Mindfulness-based Decompression Camps for Warriors
Many cultures recognize that when we send our young men and women to war they return to us forever changed by the experience. Rituals are often used to assist them in the transition from battlefield to community. This is what welcoming a warrior home is about.
Our program is designed to embrace our soldiers, sailors, airmen, marines, reservists and guardsmen, without further wounding them. We know that the way in which a trauma survivor is responded to and cared for in the aftermath of the trauma is, at times, more significant to their healing than the original event or events. Trauma rarely happens in isolation. With combat soldiers in particular, trauma happens in the context of a highly disciplined, cohesive, interdependent group.
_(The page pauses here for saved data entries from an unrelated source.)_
PR #5219, opened 2016-08-19
(maint) Correct usage of log_exception in property.rb

kbarber:
We were using a four argument log_exception instead of a 3. This fixes the problem
and puts in a test for the condition.


kbarber:
@branan this was the bug I found for log_exception.

branan:
Whoops, I guess I should have double-checked our negative tests :/. Good catch.

PR #5220, opened 2016-08-19
(PUP-6629) Be more careful about parsing YAML for transactionstore

kbarber:
This patch strips Ruby tags from the transactionstore before parsing, so we avoid
some deserialization issues.


ferventcoder:
Looks like it will do the needful

PR #5222, opened 2016-08-19
(PUP-2018) Only submit one CSR with `certificate generate`

adrienthebo:
Puppet uses a fair amount of magic to request a CSR when using HTTPS for
the first time. While this normally works well enough when running a
Puppet agent this falls over badly with `puppet certificate generate`.
If the command is run on a node that hasn't submitted a CSR for itself
it will submit a CSR for itself before it submits a CSR for the node
requested on the CLI. If `puppet certificate generate` is used to
submit a CSR for the current node this fails badly as Puppet will try to
submit two CSRs for the same node, causing the command to fail.

The culprit behind this is `Puppet::SSL::Host.localhost`, which when
called will generate a CSR for the given node if it doesn't exist. This
function is used when setting up SSL validation and identity checking,
so by trying to validate a connection a CSR will be submitted. This code
path is brittle but since so much other code relies on this magic
initialization we can't really change this.

In order to sidestep this issue, this commit uses the Puppet context to
store the SSL::Host used for SSL validation and conditionally
substitutes another host object in when no signed certs exist.

### DIFF
--- a/lib/puppet.rb
+++ b/lib/puppet.rb
@@ -197,7 +197,8 @@ module Puppet
       :http_pool => proc {
         require 'puppet/network/http'
         Puppet::Network::HTTP::NoCachePool.new
-      }
+      },
+      :ssl_host => proc { Puppet::SSL::Host.localhost },
     }
   end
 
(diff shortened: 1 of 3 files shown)


adrienthebo:
This PR could really stand having an acceptance test added before we merge.

PR #5224, opened 2016-08-21
(PUP-6637) New attribute :manage_mountpoint for Mount type

mschuchard:
With this new feature, Puppet will be able to manage mountpoint directories prior to mounting or after unmounting without causing a multiple declaration error.

(WIP)
Questions:
1. Should the created mountpoint directory have 400 permissions, or is root:root ownership good enough?
2. How does the mount type behave if the parent directory or mountpoint do not exist? Is that being verified somewhere or do I need to implement some code for it?
3. What should be done if the mountpoint directory has contents after unmounting?
4. The provider spec tests have a name of `'/'` for all of the test resources. This doesn't really work for any tests I would write for this new attribute. What direction should I go in for that?

### DIFF
--- a/lib/puppet/provider/mount.rb
+++ b/lib/puppet/provider/mount.rb
@@ -5,6 +5,9 @@ require 'puppet'
 module Puppet::Provider::Mount
   # This only works when the mount point is synced to the fstab.
   def mount
+    # Create the mountpoint directory if it does not exist and manage_mountpoint is true
+    Dir.mkdir(resource[:name]) if resource[:manage_mountpoint] && !File.exist?(resource[:name])
+
     args = []
 
     # In general we do not have to pass mountoptions because we always
@@ -43,6 +46,9 @@ module Puppet::Provider::Mount
   # This only works when the mount point is synced to the fstab.
   def unmount
     umount(resource[:name])
+
+    # Remove the mountpoint directory if it exists and manage_mountpoint is true
+    Dir.rmdir(resource[:name]) if resource[:manage_mountpoint] && File.exist?(resource[:name])
 
     # Update property hash for future queries (e.g. refresh is called)
     case get(:ensure)
--- a/lib/puppet/type/mount.rb
+++ b/lib/puppet/type/mount.rb
@@ -275,6 +275,23 @@ module Puppet
       end
     end
 
+    newparam(:manage_mountpoint) do
+      desc "Whether to create the directory mountpoint prior to mounting the
+        directory and remove the directory mountpoint after unmounting the
+        directory. Does nothing during a remount.
+
+        This is useful if you have a `file` resource establishing
+        permissions of a mounted directory and also need the mountpoint
+        directory created prior to mounting, or if you want to cleanly change
+        the `file` `ensure` attribute after unmounting (both avoiding a
+        multiple declaration).
+
+        Valid values are `true` or `false`. Default is `false`."
+
+      newvalues(:true, :false)
+      defaultto false
+    end
+
     def refresh
       # Only remount if we're supposed to be mounted.
       provider.remount if self.should(:fstype) != "swap" and provider.mounted?
--- a/spec/unit/type/mount_spec.rb
+++ b/spec/unit/type/mount_spec.rb
@@ -50,7 +50,7 @@ describe Puppet::Type.type(:mount), :unless => Puppet.features.microsoft_windows
   end
 
   describe "when validating attributes" do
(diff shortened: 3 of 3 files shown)


branan:
Thanks for doing the work on this so quickly!

I do not have answers to your questions yet (or even some of my own). I'm going to talk to @ahpook or another product person about this design "soon" (realistically probably that means "in the next few weeks") and get back to you on this.

mschuchard:
Thanks for responding. I realized I needed to add a couple words on 2 to clarify that I meant the mount type in Puppet and not the mount command on *nix.

Since there are several ways to go about doing this, I want to make sure I am doing it the optimal way. With some guidance from you guys I should be able to achieve that. I had also looked into invoking the file type from the mount provider to create or remove the directory, but I was concerned about potential unforeseen side effects there.

mschuchard:
New push: two word differences in the `desc` which I think improves clarity and attempting to fix the two `type` spec errors.

ffrank:
Is it a conscious decision to forgo the additional resource generator (i.e., add a `generate` hook to the `mount` type) in favor of handling the checking and directory creation "manually"?

The `nagios` types already do something similar in order to seamlessly manage config file permissions.

mschuchard:
So this reminds me: the 'default false' test is failing because it is returning `nil`. Unless I did that test incorrectly, that invalidates the 'no default' tests in the spec (which I mimicked) because they all consider returning `nil` to be a success, but that might actually be happening because the default value is being returned incorrectly.

mschuchard:
Soft ping on the original PR and the concern over the mount rspec tests.

lib/puppet/provider/mount.rb
```diff
@@ -5,6 +5,9 @@
 module Puppet::Provider::Mount
   # This only works when the mount point is synced to the fstab.
   def mount
+    # Create the mountpoint directory if it does not exist and manage_mountpoint is true
+    Dir.mkdir(resource[:name]) if resource[:manage_mountpoint] && !File.exist?(resource[:name])
```
melissa: The directory permissions here probably don't matter, but a default of `0500` is probably just fine. I don't think it's something we want to make configurable though.

lib/puppet/provider/mount.rb
```diff
@@ -44,6 +47,9 @@ def remount
   def unmount
     umount(resource[:name])
 
+    # Remove the mountpoint directory if it exists and manage_mountpoint is true
+    Dir.rmdir(resource[:name]) if resource[:manage_mountpoint] && File.exist?(resource[:name])
```
melissa: I don't think we should even be attempting to remove the directory on unmount. If the user really don't want this to exist anymore, they should explicitly set that in a file resource. Otherwise this is inconsistent with established behavior. As far as I'm aware, puppet doesn't clean anything up unless explicitely told to.

I would also suggest changing the param name to something like `create_mountpoint` to more accurately reflect this change.

lib/puppet/type/mount.rb
```diff
@@ -275,6 +275,23 @@ def munge(value)
       end
     end
 
+    newparam(:manage_mountpoint) do
```
melissa: You can add `:boolean => true` here, which will get us the use of `manage_mountpoint?`, courtesy of https://github.com/puppetlabs/puppet/blob/327b03a9e1ecdc7b925720a4eec59795f4456a56/lib/puppet/type.rb#L283-L293

melissa:
The issue with the test to make sure it's defaulting to false is actually a bug in the code. I tracked it to https://github.com/puppetlabs/puppet/blob/327b03a9e1ecdc7b925720a4eec59795f4456a56/lib/puppet/type.rb#L834
Since `parameter.default` in this case is `false`, that's short circuiting that check and removing `manage_mountpoint` from the list of parameters. I have a feeling fixing this is going to cause at least a few unexpected changes. I've opened https://tickets.puppetlabs.com/browse/PUP-8442 so we can devote some time to making sure we fix this properly.

ahpook:
i'm not at all opposed to this PR but note that the issues around management of the mounted filesystem vs the underlying mountpoints have some prior art that @jhelwig and i worked on wayyyy back in the day, so there might be something to look at here:  https://github.com/puppetlabs/puppetlabs-mount_providers

melissa:
@ahpook makes a good point about `mount_providers`. That's actually a better place to target this PR. We want to slowly and gently start to push users to that module rather than this one. I'm going to close this PR, and retarget the associated ticket to indicate that's where this work should happen

PR #5225, opened 2016-08-22
(doc) (DOCUMENT-579) Fix EPP function example path

roman-mueller:
Currently the example at: https://docs.puppet.com/puppet/latest/reference/function.html#epp
uses an incorrect path in the example.

This PR fixes that.


branan:
Thanks for this! Documentation bugs are easy to overlook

For this reason, healing needs to involve the acceptance of a group, not only of fellow soldiers, but also of civilians who are able to listen without judgment, bear witness, and ultimately shoulder some of the guilt and blame so that the warrior does not need to carry it alone.
The mission of Warrior Camp is to create an environment in which the trauma of war can be addressed. The camps are week-long retreats located in serene and secluded locations that foster the development of a close-knit community within which healing can occur. They include a healthy balance of trauma therapy, relaxation and leisure activities.
Warrior Camp® Video
Warrior Camps run for 7 days, not including a travel day on either end. All participants are screened by a clinician prior to camp to assess readiness for both group and individual treatment. Full participation in group activities is encouraged as it fosters connection, community and support. Group activities consist of modified debriefings or meetings, team building activities (there are lots of these to choose from), equine assisted psychotherapy, yoga, and hikes or other sports.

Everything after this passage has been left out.